Being isolated for years trying to figure out how to make GM myself since I'm only one guy and I've had a had time trying to get others to give a shit without me paying them. I initially hated SG but I softened up to it over time and I even started to decide there were things I liked about it. But then I realized that both the community and devs are histrionic narcissists and some of the worst treatment I've ever received from other humans were from them, and I see how passionately autistic their fans are and it just makes me grind my teeth. I AM jealous. I want that for my game. But I don't have it and I'm being told I'm too old now.

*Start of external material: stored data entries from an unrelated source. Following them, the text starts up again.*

PR #518, opened 2022-04-28
User callbacks to timer peripheral

stephenhensley:
This was useful in the case where there were low priority "background" tasks that need to happen at a regular interval (UI updating, Eventqueue handling, etc.), but actual background tasks that only function with blocking I/O for now (i.e. QSPI writes, and USB Host background process).

Without having the UI, etc. in an IRQ they would stutter/stop/glitch during the QSPI writes/USB processing.

In the rare case where there's a decent amount of processing happening in these callbacks, the Systick was getting missed. So I bumped the NVIC priority of systick to have one position below it. 

I'd like to add a priority setting to these callbacks so the user can set it up at the desired level, but for now these callbacks have the lowest priority in the whole system.

### DIFF
--- a/src/per/tim.cpp
+++ b/src/per/tim.cpp
@@ -164,9 +164,9 @@ TimerHandle::Result TimerHandle::Impl::Stop()
 
 TimerHandle::Result TimerHandle::Impl::SetPeriod(uint32_t ticks)
 {
-    config_.period = ticks;
+    config_.period                = ticks;
     tim_hal_handle_.Instance->ARR = ticks;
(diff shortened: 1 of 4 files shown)


stephenhensley:
TODO:

* [ ] Add IRQ enable, etc. for remaining peripherals
* [ ] Add configurable IRQ Priority (0-15) to match NVIC config.
* [ ] add `enable_irq` bool to config to avoid unnecessary IRQs if not desired
  * this seems a better fit than having it be based on whether the callback is set or not since the user can change that at will.
* [ ] Add doxygen documentation because it's all missing currently

PR #523, opened 2022-05-18
TimerHandle callback fixes/improvements

stephenhensley:
This accomplishes a few related things:

* Implements the user-callback for the rest of the supported, generic TIM instances (TIM2, TIM3, TIM4)
* Fixes bug where DAC DMA/Callback usage would crash due to null `Impl::Config` object in internal hardware init
* Adds example of using the new `TimerHandle::PeriodElapsedCallback`

### DIFF
--- a/examples/TIM_SingleCallback/Makefile
+++ b/examples/TIM_SingleCallback/Makefile
@@ -1,0 +1,12 @@
+# Project Name
+TARGET = TIM_SingleCallback
+
+# Sources
+CPP_SOURCES = TIM_SingleCallback.cpp
+
+# Library Locations
+LIBDAISY_DIR = ../..
+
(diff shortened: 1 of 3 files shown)


stephenhensley:
Tested:

* Daisy Patch SM Envelope example (uses TIM6 based DAC callback)
* new TIM5 based callback example
* Tested modified example using TIM4 peripheral
* Tested modified example using TIM3 peripheral
* Tested modified example using TIM2 peripheral*

Re. TIM2

Opened new issue (#524) to describe weirdness with attempting DeInit prior to Init.

For clarity, when using TIM2 (which is internally used by the System class), I had to Init the TIM2 peripheral, then DeInit before initializing again to have a clean state to start a callback from.

This particular use is outside the scope of this PR.

PR #525, opened 2022-05-18
Add bugfix for single data byte running status, add unit test

### LINKED ISSUE #521: Running status not handled for single byte commands
https://github.com/electro-smith/libDaisy/blob/04dd33614ab67fde6deae3ec0bc60a0ad128e3c3/src/hid/midi.h#L217

**Issue:**
Currently here we do not handle running status for single-byte commands (Program Change, MTC Quarter Frame,Song Select, and really, more importantly, _Channel Pressure_). This appears to cause dropped channel pressure messages resulting in a "stuck" pressure status.

**Method of reproduction:**
Using a Yamaha Motif XF, play and hold a chord, and quickly press more firmly and release while still holding the chord to quickly engage/release the channel pressure repeatedly. The synthesizer appears to occasionally send running status messages for channel pressure. If at the very least you track the 'latest' channel pressure message, this should always reset to 0 once all of the keys are released, however currently it may not, as single byte running status messages are being dropped.

**Suggested fix:**
I appear to have fixed this by updating this code to:
```
incoming_message_.type    = running_status_;
incoming_message_.data[0] = byte & kDataByteMask;
//check for single byte running status, really this only applies to channel pressure though
if(running_status_ == ChannelPressure
   || running_status_ == ProgramChange
   || incoming_message_.sc_type == MTCQuarterFrame
   || incoming_message_.sc_type == SongSelect)
{
    //Send the single byte update 
    pstate_ = ParserEmpty;
    event_q_.Write(incoming_message_);                        
}
else
{
    pstate_                   = ParserHasData0; //we need to get the 2nd byte yet.
}

```

beserge:
fixes #521

### DIFF
--- a/src/hid/midi.h
+++ b/src/hid/midi.h
@@ -222,7 +222,21 @@ class MidiHandler
                     // Handle as running status
                     incoming_message_.type    = running_status_;
                     incoming_message_.data[0] = byte & kDataByteMask;
-                    pstate_                   = ParserHasData0;
+                    //check for single byte running status, really this only applies to channel pressure though
+                    if(running_status_ == ChannelPressure
+                       || running_status_ == ProgramChange
+                       || incoming_message_.sc_type == MTCQuarterFrame
+                       || incoming_message_.sc_type == SongSelect)
+                    {
+                        //Send the single byte update
+                        pstate_ = ParserEmpty;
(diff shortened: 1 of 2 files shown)


stephenhensley (approved):
Looks good here, and passes the new tests.

PR #530, opened 2022-05-31
Feature: audio output compensation

stephenhensley:
Minor feature update for the `AudioHandle`.

This adds the ability to set a compensation value for the output signal to match the analog input level.

This can be useful in hardware where the input and output levels differ due to the attached circuits.

It is the equivalent of doing a multiply on each output sample at the end of the callback.

This differs from the "postgain" which is an adjustment to the "1.0" point to allow for hardware with extra headroom to have its nominal analog level match a normalized -1 to 1 range in software.

---

Tested this on hardware using 24-bit SAI bit-depth, non-interleaving callback

### DIFF
--- a/CHANGELOG.md
+++ b/CHANGELOG.md
@@ -2,7 +2,9 @@
 
 ## Unreleased
 
-<!-- Add New Changes Entries Here -->
+### Features
+
+* audio: added `output_compensation` value to config struct to allow for post-scaling of uneven audio passthru levels.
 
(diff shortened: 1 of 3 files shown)


TheSlowGrowth:
Just saw this now. Could we maybe precompute the `postgain * compensation` to avoid introducing an additional multiplication step for each sample?

stephenhensley:
opened a new PR #531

The SG devs allowed to keep failing and getting back up and keep getting millions of dollars to keep their shitty game alive and I don't have anything to my name after looking at so many different avenues to make GM for so long and I'm finally starting to make progress only to feel my age, and completely alone, it's wearing on me. I'm trying to stay positive but the anger and dejection is intense sometimes. The abuse from the SG community, the bullshit nontroversy about me trying to commission art from a 16 year old, the fact that I got treated like dirt after my genuine attempts to try and be nice, it's all so frustrating. I may be awkward sure but I am not a fucking pedo god damn it. I'M NOT. I thought I had a way forward with my game since a publisher actually did interest in it, but I had a falling out with him last year after his terms became increasingly unreasonable and he said some unkind things, and I became lost in the woods again. But regardless I stay devoted to GM hoping I will finally see the light at the end of the tunnel one of these days.